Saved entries
PR #197, opened 2024-07-17
Don't use shared_from_this in the constructor

bjsowa:
Using shared_from_this inside a constructor is dangerous:

> If shared_from_this is called on an object that is not previously shared by [std::shared_ptr](https://en.cppreference.com/w/cpp/memory/shared_ptr), [std::bad_weak_ptr](https://en.cppreference.com/w/cpp/memory/bad_weak_ptr) is thrown (by the shared_ptr constructor from a default-constructed weak-this).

__Exercise directions__
Return every entry exactly as given.

__Problem solution__
PR #197, opened 2024-07-17
Don't use shared_from_this in the constructor

bjsowa:
Using shared_from_this inside a constructor is dangerous:

> If shared_from_this is called on an object that is not previously shared by [std::shared_ptr](https://en.cppreference.com/w/cpp/memory/shared_ptr), [std::bad_weak_ptr](https://en.cppreference.com/w/cpp/memory/bad_weak_ptr) is thrown (by the shared_ptr constructor from a default-constructed weak-this).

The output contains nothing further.